WORK ITEM:
Would you show every line from the records that holds "different"?

SOURCE DATA:
PR #15535, opened 2022-11-23
Add sections for different upstream annotation formats

Ranjandas:
### Description
Add subsections for different upstream annotation formats for better readability and also to make it easier to link from other documentation (eg: Learn Guide on cluster peering)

ANSWER BOX:
Add sections for different upstream annotation formats
Add subsections for different upstream annotation formats for better readability and also to make it easier to link from other documentation (eg: Learn Guide on cluster peering)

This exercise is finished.